LLMs do not need "news" in the way people use that word. They need structured, source-aware context about what has been claimed, when it was claimed, and why the claim is eligible for citation or deeper retrieval.
Traditional news products organize around articles. An LLM reasoning system needs a different shape:
- Claims instead of article blobs.
- Source URLs instead of vague provenance.
- Evidence types instead of undifferentiated text.
- Confidence labels instead of hidden inference.
- Time windows instead of timeless summaries.
- Stable IDs instead of one-off snippets.
That is structured news for LLMs.
Hanging Context gives the public aggregate layer: panels, JSON twins, sample claims, and citation-friendly public artifacts. Synorb is the retrieval/detail layer: manifests, signals, briefs, records, streams, and delivery interfaces.
Technical thesis
Structured news is an extraction and routing problem. The useful pipeline is:
- Preserve the source material as a record.
- Extract source-grounded claims into signals.
- Generate briefs that keep the narrative readable without losing the claim IDs.
- Bind the record, signal, brief, stream routing, timestamps, and source-channel metadata into manifests.
- Publish public aggregate panels and JSON twins that expose enough structure for citation while leaving item-level retrieval in Synorb.
That architecture gives LLMs something better than article search. It gives them a typed context layer with explicit provenance, time, evidence, and retrieval depth.
News becomes useful when it is typed
An article can contain many different kinds of information. It may include a hard number, an executive quote, background context, legal boilerplate, a forward-looking statement, and a dated event. If an LLM receives the whole article as one blob, it has to infer which parts are safe to use.
Structured news makes that inference explicit.
The public schema in `hangingcontext/data/schema.json` includes `evidence_types`, `confidence_levels`, `claim_types`, `sentiment_levels`, `highlights`, `verified_samples`, and `samples`. The April 2026 monthly snapshot includes evidence buckets such as paraphrase, direct quote, observed, and derived, and confidence buckets such as stated, measured, implied, and inferred.
Those fields help an agent decide how to reason. A direct quote may be citeable in a different way from a paraphrase. A measured claim may be handled differently from an inferred claim. A stale claim should not be treated as current simply because it is semantically similar to the query.
A public sample claim is already more than text
In `hangingcontext/data/months/2026-04.json`, public sample claims carry fields such as:
- `claim_id`
- `text`
- `source`
- `source_url`
- `published_date`
- `evidence_type`
- `confidence`
- `domain`
One sample from that artifact describes a U.S. Department of Labor proposed rule and related news release. Another sample points to a Honeywell semiconductor safety article and carries the claim "Alarm thresholds must be customized for each gas and process." The important thing is not only the claim text. It is the envelope around the claim.
The LLM can see source, date, evidence, and domain. If it needs more, Synorb is the detail layer where the manifest or record can be retrieved.
Structured news is not the same as summarization
Summarization compresses. Structured news decomposes.
A summary asks, "what is this article about?" A structured news system asks:
- What claims does the source make?
- Which claims are central?
- Which claims are measurable?
- Which claims are direct quotes?
- Which entities and streams do the claims touch?
- Which claims changed since the last snapshot?

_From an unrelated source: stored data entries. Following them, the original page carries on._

PR #709, opened 2020-02-19
Sor10874/readmes/1 4

sorenoid:
this PR includes 

feature-layer-geodatabase
feature-layer-geopackage
feature-layer-query (java and kotlin)
feature-layer-rendering-mode-map

some small changes to the geodatabase text because it doesn't load a vector tile basemap as the common sample says, and changes to the feature-layer-query to change click to tap (and my keybaord says "GO", not "Search" so I changed that text in the README as well).

### DIFF
--- a/java/feature-layer-geopackage/README.md
+++ b/java/feature-layer-geopackage/README.md
@@ -1,19 +1,31 @@
-# Feature Layer (GeoPackage)
-Open a GeoPackage and show a GeoPackage feature table in a feature layer.
+# Feature layer (GeoPackage)
 
-![Feature layer GeoPackage App](feature-layer-geopackage.png)
+Display features from a local GeoPackage.
+
+![Image of feature layer geopackage](feature-layer-geopackage.png)
+
+## Use case
+
+A GeoPackage is an OGC standard, making it useful when your project requires an open source data format or when other, non-ArcGIS systems may be creating the data. Accessing data from a local GeoPackage is useful when working in an environment that has an inconsistent internet connection or that does not have an internet connection at all. For example, a department of transportation field worker might source map data from a GeoPackage when conducting signage inspections in rural areas with poor network coverage.
 
 ## How to use the sample
-Provision the device with local data as per the 'Offline Data' section below. Run the app and accept read permissions.
+
+Pan and zoom around the map. View the data loaded from the geopackage.
 
 ## How it works
-1. Create a `GeoPackage` from a local path and load it with `loadAsync()`.
-1. On successful load, get a `FeatureTable` from the `GeoPackage` using `getGeoPackageFeatureTables()`.
+
+1. Create a `GeoPackage` passing the URI string into the constructor.
+2. Load the `GeoPackage` with `GeoPackage.loadAsync`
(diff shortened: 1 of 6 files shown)


java/feature-layer-geopackage/README.md
```diff
@@ -1,19 +1,31 @@
...
 
 ## How it works
-1. Create a `GeoPackage` from a local path and load it with `loadAsync()`.
-1. On successful load, get a `FeatureTable` from the `GeoPackage` using `getGeoPackageFeatureTables()`.
+
+1. Create a `GeoPackage` passing the URI string into the constructor.
+2. Load the `GeoPackage` with `GeoPackage.loadAsync`
+3. When it's done loading, get the `GeoPackageFeatureTable` objects from the geopackage with `geoPackage.getGeoPackageFeatureTables()`
+4. Create a `FeatureLayer(featureTable)` for each feature table and add it to the map as an operational layer. Add each to 
+   the map as an operational layer with `map.getOperationalLayers().add(featureLayer)`
```
hud10837: Is this a rogue newline?

java/feature-layer-query/README.md
```diff
@@ -1,18 +1,35 @@
...
-* FeatureTable
-* GeoPackage
+* FeatureQueryResult
+* QueryParameters
+* ServiceFeatureTable
+
+## Tags
 
-#### Tags
 Search and Query
```
hud10837: This is definitely what the common design says, but it seems like the tags should be different. @Rachael-E do you have any idea?

kotlin/feature-layer-query/README.md
```diff
@@ -2,15 +2,15 @@
...
 ## Use case
 
 Query expressions can be used in ArcGIS to select a subset of features from a feature table. This is most useful in large or complicated data sets. A possible use case might be on a feature table marking the location of street furniture through a city. A user may wish to query by a TYPE column to return "benches". In this sample, we query a U.S. state by STATE_NAME from a feature table containing all U.S. states.
 
 ## How to use the sample
 
-Input the name of a U.S. state into the text field. When you click "search", a query is performed and the matching features are highlighted or an error is returned.
+Input the name of a U.S. state into the text field. When you tap "GO", a query is performed and the matching features are highlighted or an error is returned.
 
 ## How it works
```
Rachael-E: For step 2 for Kotlin, we should replace `setWhereClause` with `whereClause` so that we are following Kotlin syntax

java/feature-layer-query/README.md
Rachael-E: this is ok to leave as is, it's a standard search term from what i understand from previous discussions.

Rachael-E:
@sorenoid great attention to detail spotting we don't use the vector tile basemap! I checked and it's the same for the Java SDK sample, some SDKs must vary slightly in how they're showing that basemap. Since the basemap isn't the main point of the sample that's ok. 
> some small changes to the geodatabase text because it doesn't load a vector tile basemap as the common sample says

java/feature-layer-geopackage/README.md
sorenoid: I saw that and wondered why it was there, everything else just goes on forever. I'll remove it.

- Which claims can be cited publicly?
- Which records need private retrieval?
That is why Hanging Context's public panels are useful for LLM citation. They expose aggregate context and sample claim structure without pretending to be the entire source corpus. The detailed Synorb layer remains available when the application needs record-level retrieval.
The Fed thread shows the editorial pattern
`hangingcontext/threads/2026-04-22-fed-signals-this-week.md` is a useful local example of claim-first editorial publishing. It uses claim blocks, then writes around them. The prose frames the week; the claims supply the evidence.
That is a pattern worth repeating for LLM-facing content. The article is no longer the only artifact. The public page, the embedded claims, the JSON sibling, and the underlying Synorb objects all work together.
For human readers, the story is readable. For machines, the claims are addressable.
Hanging Context and Synorb should stay distinct
Hanging Context should not try to expose the full retrieval product. Its job is public reference: aggregate panels, stable public examples, and JSON twins that LLMs can cite.
Synorb should remain the detailed operating layer: customer streams, record bodies, manifests, signals, briefs, and delivery surfaces.
That boundary makes structured news useful commercially and technically. The public layer teaches and cites. The paid layer retrieves and acts.
The takeaway
Structured news for LLMs is news rebuilt as context infrastructure.
It does not ask a model to treat every paragraph as equally trustworthy. It gives the model and the agent fields for source, time, confidence, evidence, domain, and retrieval depth. Hanging Context makes that structure public and citeable. Synorb delivers the detailed objects that production agents need.